── DATA LISTING ──

PR #52, opened 2021-03-29
remove hardcoded classes from page title template that are not relevant to all themes

markconroy:
This PR
1. Removes hard-coded classes from the `classes` array. These classes pre-suppose a specific CSS structure (I'm guessing Bootstrap), such as "clear-both".
2. Removes hard-coded `.header` class from the page title. This class should only be used for the main page header, so we can style that via a class instead of an element. Currently, having this class in this template is causing all my page titles to inherit the same CSS that my site header has!
3. Adds in generic classes that can be used by any theme, using BEM naming standards, based on a BEM block called `page-title` (I hope this doesn't conflict with the `.page-title` class in the core `page-title.html.twig` file, but I am guessing this template overrides that one.

I think it would probably be better to clone and manipulate the `page-title.html.twig` template rather than this very specific replacement. But we can discuss that on the technical group chats.

### DIFF
--- a/templates/localgov-page-header-block.html.twig
+++ b/templates/localgov-page-header-block.html.twig
@@ -8,16 +8,18 @@
 * @ingroup themeable
 */
 #}
-{% set classes = [
-    'clear-both',
-    'headers',
-    'key',
-] %}
+
+{% 
+  set classes = [
+    'page-title',
+  ] 
+%}
+
 {% if title %}
-<div{{ attributes.addClass(classes) }}>
-  <h1 class="header">{{ title }}</h1>
-  {% if lede %}
-  <div class="subheader">{{ lede }}</div>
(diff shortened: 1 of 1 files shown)


markconroy:
Closing and re-opening PR to force tests to run again.

finnlewis:
@markconroy just a note to check if this still makes sense.

markconroy:
I've made some minor changes to the template now - it now has the same markup as we have in `localgov_base` theme, which I think makes sense.

finnlewis:
@markconroy to take another look?

finnlewis:
Hiya @markconroy - is this pull request still valid or shall we close it off?

markconroy:
Let's close it, the PR comes from an old repo. We can recreate from the core repo later if needed.

PR #54, opened 2021-04-02
allow <br> in wysiwyg

### LINKED ISSUE #53: Allow <br> in WYSIWYG input
Currently if we add a line break (shift+enter), the `<br>` is in the source, but doesn't get converted to a `<br>` when output.

Let's switch this on in the WYSIWYG input settings.

markconroy:
Closes #53

### DIFF
--- a/modules/localgov_media/config/optional/editor.editor.wysiwyg.yml
+++ b/modules/localgov_media/config/optional/editor.editor.wysiwyg.yml
@@ -55,11 +55,11 @@ settings:
   plugins:
     language:
       language_list: un
+    stylescombo:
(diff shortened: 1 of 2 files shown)


ekes:
How's this in media. Anyway...

I guess this good, unless it's a problem if sites were to get the update and they have <br> in their markup that aren't presently being displayed?

markconroy:
If someone has a br in their markup and it's not being displayed and they think that's correct, then that probably shouldn't be a br. In that case, they need to fix their markup.

If someone has a br in their markup and it's not being displayed and they think that is incorrect, then we need to fix how we treat br. In that case, this PR is correct.

Without this br, there is no way to create line breaks in our wysiwyg.

ekes:
Yer I realized after I went away from my computer this is also the install config.

PR #65, opened 2021-04-29
*drush deploy* compatible field renaming

Adnan-cds:
At the moment, field renaming involves exporting configuration files in the *live* site after running the relevant database updates.  This is different from the usual deployment process where database updates are run in a development machine, configs are exported and then *drush deploy* or equivalent is used by a CI/CD system to deploy Drupal in the live site.

The current process is necessary because every time the database updates for field renaming are run, they generate **different UUID** values for field configs which instantly makes the new field config out-of-sync with any config file on the disk.  To avoid this, we should source the UUIDs from config files on the disk *when* such files are present.  This makes the process *drush deploy* compatible.

### How to test
- drush --yes updb
- drush --yes config:export
- drush --yes sql:drop; drush sql:query --file=/path/to/database/dump.sql
- drush deploy

This, as expected, would wipe out any data from all the new fields (e.g. localgov_twitter, localgov_page_components, etc.) **unless** this minor change has been applied.  This change avoids the data loose scenario as it sources the UUIDs from config files on the disk wherever possible.

### DIFF
--- a/src/FieldRenameHelper.php
+++ b/src/FieldRenameHelper.php
@@ -51,6 +51,12 @@ class FieldRenameHelper {
     unset($new_field_storage['_core']);
     $new_field_storage['field_name'] = $new_field_name;
     $new_field_storage['id'] = str_replace($old_field_name, $new_field_name, $new_field_storage['id']);
+    // Useful where config file for this new field storage has been already
+    // exported after database update in a *development* site.
+    if ($existing_field_storage_config = \Drupal::service('config.storage.sync')->read("field.storage.{$new_field_storage['id']}")) {
+      $new_field_storage['uuid'] = $existing_field_storage_config['uuid'] ?? '';
+    }
+
     $new_field_storage = FieldStorageConfig::create($new_field_storage);
     $new_field_storage->original = $new_field_storage;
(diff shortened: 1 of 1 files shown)


ekes:
@andybroomfield I've no picture of how the field naming worked. I could dive in, but does the check make sense to you?

andybroomfield (approved):
I tested these and they don't break the existing updates which is good. 
I was a little confused why we are getting the new fields UUID and not trying to reuse the old one. It wasn't till I kept a preserved version of the config exported, did a fresh install and rename that I saw the UUIDs from the config I exported was preserved.
... So if I understand correctly, if you had got the config files in config/sync (eg. from a git push) then the fields get renamed and the uuid from the config file gets used. If not a new (eg. your on your local / development environment) the UUID is generated, and if you happend to have a field with the same name already in the DB it fails gracefully notifing you that field cannot be renamed.

Adnan-cds:
> if you had got the config files in config/sync (eg. from a git push) then the fields get renamed and the uuid from the config file gets used. If not a new (eg. your on your local / development environment) the UUID is generated, 

That's right.  Sorry, I couldn't have been clearer in my original description.

Thanks for the approval.  Merging...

───

## WHAT THE TASK ASKS
Collect each line above holding the string "already".

## REPLY
+    // Useful where config file for this new field storage has been already
... So if I understand correctly, if you had got the config files in config/sync (eg. from a git push) then the fields get renamed and the uuid from the config file gets used. If not a new (eg. your on your local / development environment) the UUID is generated, and if you happend to have a field with the same name already in the DB it fails gracefully notifing you that field cannot be renamed.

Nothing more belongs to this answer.